3.4. Comparative Experiment
The performance of the proposed approach is compared with that of several other state-of-the-art methods for small-target detection. In order to accurately illustrate the effectiveness of the proposed method, its detection accuracy is quantitatively compared with that of the other state-of-the-art methods.
Table 3 presents the values of the accuracy measures of the six methods on the two datasets. Among them, the best result for a measure is highlighted in bold, and the second place is marked with a horizontal line.
As shown in
Table 3, there is minimal difference in performance between the FPN method and the U-Net method on the two datasets. The performance of the U-Net method surpasses that of the FPN method, suggesting that while the introduction of the FPN method marks a milestone for infrared multi-scale small-target detection methods, the U-Net network still maintains a competitive edge in infrared small-target detection due to its encoder–decoder “U”-shaped network. The TBC-Net model incorporates semantic constraint information from high-level classification tasks, effectively addressing the imbalance issue between small targets and backgrounds. The ALC-Net model utilizes a bottom-up attention mechanism to effectively preserve the features of small targets. The DNA-Net model exhibited poor performance in this experiment. The method proposed in this paper demonstrates the best performance compared to all other methods. Although its AUC value on the SIRST dataset is not the highest, the method proposed in this paper achieves the best overall performance and is the most effective of all tested methods for infrared multi-scale small-target detection.
4. Conclusions
In this paper, an infrared multi-scale small-target detection method based on a feature pyramid network is proposed. The proposed approach incorporates two new components into the ResNet18 architecture. Firstly, three PSC modules are added to the feature pyramid network to obtain features that can enhance the detection ability. Secondly, the DAF module is utilized to improve the detection accuracy.

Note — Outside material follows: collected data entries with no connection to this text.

PR #1381, opened 2017-10-24
Remove Markdown syntax from documentation

tbm:
Convert a link from Markdown to RST syntax.  This link must
have been missed during the recent conversion.


fd0:
Thanks a lot!

PR #1384, opened 2017-10-25
Reduce ticker refresh rate with RESTIC_PROGRESS_FPS env

wojas:
With the old refresh rate of 60 fps, iTerm2 (macOS) typically uses ~40% CPU to keep up. This changes the refresh rate to 5 fps.

This makes the ticker feel less 'smooth', but the CPU usage can be better utilized for hashing files or other tasks.

### DIFF
--- a/internal/restic/progress.go
+++ b/internal/restic/progress.go
@@ -3,16 +3,30 @@ package restic
 import (
 	"fmt"
 	"os"
+	"strconv"
 	"sync"
 	"time"
 
 	"golang.org/x/crypto/ssh/terminal"
 )
 
-const minTickerTime = time.Second / 60
+// minTickerTime limits how often the progress ticker is updated. It can be
+// overridden using the RESTIC_PROGRESS_FPS (frames per second) environment
+// variable.
+var minTickerTime = time.Second / 60
 
 var isTerminal = terminal.IsTerminal(int(os.Stdout.Fd()))
 var forceUpdateProgress = make(chan bool)
+
+func init() {
+	fps, err := strconv.ParseInt(os.Getenv("RESTIC_PROGRESS_FPS"), 10, 64)
+	if err == nil && fps >= 1 {
+		if fps > 60 {
+			fps = 60
+		}
+		minTickerTime = time.Second / time.Duration(fps)
+	}
+}
 
 // Progress reports progress on an operation.
 type Progress struct {


fd0:
Huh, that is odd, I've never received any similar reports. I'm reluctant to merge this as is because with just 5 fps maximum frame rate restic feels much more sluggish, not so snappy any more. I've deliberately used an upper bound of 60fps...

Can somebody else please try to confirm your observations? Is your setup special in any way (like, unusual iterm2 settings)? In order to reproduce it, this needs a subsequent backup in which restic churns through many files very fast, otherwise there will be less than 60 updates per second.

mannp:
How are you proposing to test it? to be able to see the specific refresh cpu load compared to restic going about its usual tasks to do a backup?

fd0:
Make a backup of a sufficiently large data set (not sure what that is), then run restic again in iterm2 and observe the CPU load? I'm not so sure myself.

mannp:
But doesn't that mean we must be able to change the refresh rate between backups to compare.

Maybe the OP can shed some light on how they came to the 40% on refresh alone (if I have understood that correctly)

wojas:
I did some more testing. One way for me to reproduce it is to start a local backup of a large directory with many files.  The CPU usage for iTerm2 will jump to over 30%. With my patch, this drops to a few percent.

I have font anti-aliasing enabled in iTerm2. If I disable it, the CPU usage drops to a few percent. If I run it in Terminal.app, it uses about 8%.

You could argue that I should disable anti-aliasing, but running restic with a progress indicator is the only thing that exhibits issue that I know of. There is no other console tool that updates this frequently and restic can run for hours for a huge backup. Catting a large logfile might trigger it, but only for a few seconds.

Checking iStat Menus, the typical screen update frequency that is reported for my GPU under normal usage is 3-10 fps. This jumps to ~56 fps with the restic progress indicator at the old value, indicating that the feature is at least working as intended.

Affected hardware: MacBook Pro (Retina, 13-inch, Late 2013)

wojas:
Giving it some more thought, I think my pick of 5 fps is actually a bad choice: it is fast enough for the brain to expect realtime updates, but not fast enough to blur the last fast updating digits to make it feel smooth and make it easy to absorb the information. 

So I would actually argue for a default update interval of 1 second:

- This is the common choice for other utilities
- It does does not give the realtime expectation of higher rates
- It updates slow enough for a human to actually be able to read the numbers
- It minimizes CPU usage, while providing adequate updates on the progress

In order not to complicate restic with unnecessary command line flags, I would suggest not to add one to revert to the old behavior. But I could add something like a `RESTIC_PROGRESS_FPS` environment var to allow users to revert to the old behavior, as I fully admit it makes demos look way cooler. 😄

fd0:
Hm, I'd be willing to merge a PR which adds code to set the maximum number of frames per second via `RESTIC_PROGRESS_FPS`, with a default of 60. What do you think?

wojas:
I added a commit that reverts the default update rate to 60 fps and allows overriding it with an env var. I'm not sure where to add this to the documentation.

I still feel the default is a bit high, as even the 8% CPU usage with Terminal.app exceeds the idle CPU usage of all my other processes combined.

fd0 (changes requested):
LGTM, would you mind squashing the commits? The first one isn't really relevant. Thanks!

wojas:
@fd0 I squashed the commits. Thanks!

fd0 (approved):

PR #1387, opened 2017-10-26
Add --last flag to snapshots command

wojas:
Add --last flag to snapshots command to only show the last entry for any (hostname, paths) combination.

This makes it easier to check when various paths were last backed up.


fd0 (approved):
LGTM

Issue #1385, opened 2017-10-25
small cleanup, "lint" issues


armhold:
I'd like to contribute a few minor code cleanups. Mostly cosmetic, but with the goal of shining light on potential bugs, ignored errors, etc. Sample commit [here](https://github.com/armhold/restic/commit/bcdebfb84e249738d6573fd678f8ff480f09e610).

If this kind of thing is useful, I propose to discuss & track such changes here. Thanks!

fd0:
Please do so, thanks!

armhold:
How do you feel about this ignored error from f.Close() [in a defer](https://github.com/restic/restic/blob/master/internal/restic/node.go#L256)? 

My feeling is that since there's a write, errors from that close are significant, and should probably be returned to the caller. (Feel free to talk me out of that... am I wrong?)

I know the resulting error handling in this situation is kind of ugly. We could:

1) Change the func signature to have a named error, and have the defer check if that named err is nil, and if so, return the result of the close.

2) Remove the defer, put `f.Close()` in front of every return statement in the for loop.

3) Remove the defer, refactor that for loop into its own func (maybe even inline anonymous), and move the `f.Close()` after the error check from the call to *that* func.

fd0:
Oh, good catch, I feel the ignored error here is bug! :)

I'd go for option 3, with a named function, which should improve readability.

armhold:
OK this one might be significant for B2 users. [defaultListMaxItems](https://github.com/restic/restic/blob/master/internal/backend/b2/b2.go#L28) is currently unused in the codebase. Shouldn't this be used like so?

```
	be := &b2Backend{
		client: client,
		bucket: bucket,
		cfg:    cfg,
		Layout: &backend.DefaultLayout{
			Join: path.Join,
			Path: cfg.Prefix,
		},
		listMaxItems: defaultListMaxItems,  // added this line
		sem: sem,
	}
```

Otherwise it defaults to zero, which has the effect of using the [B2 default of 100](https://www.backblaze.com/b2/docs/b2_list_file_names.html) for listing files, rather than the "restic" default of 1000.

If it really is intentional to default to 0/100 (maybe it was perf-tested to work well?) then I would make that explicit in the const, and pass in the setting as above.

armhold:
Is there a good reason for the receivers on [Node](https://github.com/restic/restic/blob/master/internal/restic/node.go) to not all be pointer receivers? 

[...]

PR #1390, opened 2017-10-26
small cleanup

armhold:
As discussed in gh-1385.

- be explicit when discarding returned errors from .Close(), etc.
- remove named return values from funcs when naked return not used
- fix some "err" shadowing when redeclaration not needed

### DIFF
--- a/internal/backend/b2/b2.go
+++ b/internal/backend/b2/b2.go
@@ -218,7 +218,7 @@ func (be *b2Backend) Load(ctx context.Context, h restic.Handle, length int, offs
 }
 
 // Save stores data in the backend at the handle.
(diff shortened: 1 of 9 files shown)


fd0 (approved):
Very nice, thanks a lot!

fd0:
A few files are not formatted with `gofmt`. 
I'd like to suggest installing `fmt-check` from https://github.com/edsrzf/gofmt-git-hook as a pre-commit hook (just copy it to `.git/hooks/pre-commit`).

armhold:
Sorry about that. I actually did take care to run "gofmt", but I ran `gofmt -w **/*.go`, which produced no output (if you squint I think you can see the problem there. 😄)

I will install the pre-commit hook as you suggested.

The infrared small-target detection architecture proposed in this paper is more accurate and robust compared to other methods. It is capable of retaining the location information of small targets while extracting deep semantic information, resulting in higher detection accuracy and lower false-alarm rates. However, it requires high GPU and memory resources and may not be suitable for resource-constrained environments. As the use of infrared small-target detection technology increases in detecting and tracking targets at long distances or under low-light conditions, there is a need to continuously improve the speed and accuracy of model detection to meet the requirements of real-world scenarios in the future.